When they got to the police station, another group of pirates was already there – they had landed at another part of the beach and had already secured the station. Singh was shot as soon as he got to the door. Another policeman, Constable Jambuan, was slashed to death on the football pitch. Another four members of the police force were also killed instantly. Singh didn't die from the gunshot. He got back up to fight off the attackers, but one of them slashed him in the back, and he died.

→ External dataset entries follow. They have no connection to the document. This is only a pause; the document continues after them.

PR #1033, opened 2025-04-18
kde-apps/calendarjanitor: update loggingcategory patch

parona-source:
Upstream-Commit: 0100ee00401aa5a2752aacc41f628a29f333efe5

### DIFF
--- a/kde-apps/calendarjanitor/calendarjanitor-9999.ebuild
+++ b/kde-apps/calendarjanitor/calendarjanitor-9999.ebuild
@@ -31,7 +31,7 @@ RDEPEND="${DEPEND}
 	>=kde-apps/akonadi-calendar-tools-common-${PV}
 "
 
-PATCHES=( "${FILESDIR}/${PN}-24.05.2-loggingcategory.patch" )
+PATCHES=( "${FILESDIR}/${PN}-25.07.70-loggingcategory.patch" )
 
 src_prepare() {
 	ecm_src_prepare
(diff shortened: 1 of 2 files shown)


kde-apps/calendarjanitor/calendarjanitor-9999.ebuild
```diff
@@ -31,7 +31,7 @@ RDEPEND="${DEPEND}
 	>=kde-apps/akonadi-calendar-tools-common-${PV}
 "
 
-PATCHES=( "${FILESDIR}/${PN}-24.05.2-loggingcategory.patch" )
+PATCHES=( "${FILESDIR}/${PN}-9999-loggingcategory.patch" )
```
a17r, line 34:
```suggestion
PATCHES=( "${FILESDIR}/${PN}-25.07.70-loggingcategory.patch" )
```

Use the currently set upstream version in CMakeLists.txt. I don't want to have to rename it to make sense when the next Gear version is released.

a17r (changes requested):

kde-apps/calendarjanitor/calendarjanitor-9999.ebuild
parona-source: I'm unsure where to find that in this case. I can only find the PIM_VERSION which is used for the project and is a non Gear version.

https://invent.kde.org/pim/akonadi-calendar-tools/

a17r: Yeah, it's unfortunate in this case where PIM uses its own internal one. But we know the schedule.

a17r (approved):

PR #1034, opened 2025-04-23
net-im/tokodon: set KFMIN=6.11.0

CyberTailor:
Tokodon 25.04 fails to configure if an older version of frameworks is
installed.


a17r (commented):
What about 9999?

PR #1035, opened 2025-04-24
kde-apps/lokalize: remove python scripts and re-enable tests

parona-source:


a17r:
Thanks, this  is coming just at the right time to unblock py3.13 stabilisation. Thankfully, I didn't put any more work into it other than figuring out dependencies.

You could reference https://bugs.gentoo.org/952507 from this commit and we'll backport to 24.12 and 25.04 afterwards.

a17r:
Yes please, and thanks in advance!

kde-apps/lokalize/lokalize-25.04.49.9999.ebuild
```diff
@@ -41,16 +39,12 @@ DEPEND="${PYTHON_DEPS}
...
-	')
-"
+RDEPEND="${DEPEND}"
 
-src_install() {
-	ecm_src_install
-	rm "${ED}"/usr/share/lokalize/scripts/msgmerge.{py,rc} || die
-	python_fix_shebang "${ED}"/usr/share/${PN}
+src_prepare() {
+	cmake_src_prepare
```
a17r, line 45: we're using ecm.eclass, so it must be calling `ecm_src_prepare` instead.

a17r (changes requested):
What about tests for 25.04?

a17r (approved):
Thanks!

PR #1039, opened 2025-05-03
Add subslot operators for future libxml2 subslot bump

parona-source:
https://github.com/gentoo/gentoo/pull/41919


a17r:
Where is that incoming libxml2 subslot bump?

parona-source:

Constable Gimor took the remaining officers in the station to rush out of the building. The pirates took control of the station for three hours. They looted the town and stole any valuables they could find. They went out into the town in parties of three and four men each, raiding shopfronts for any valuables. They killed the town's goldsmith and a young Chinese boy. They also raided several houses, including the house of Henry Chow, who didn't have the time to load his shotgun and had to flee with his family into the jungle.

Barnard was buried the next day at Lahad Datu. Posthumously, Singh was awarded as a Member of the Order of the British Empire.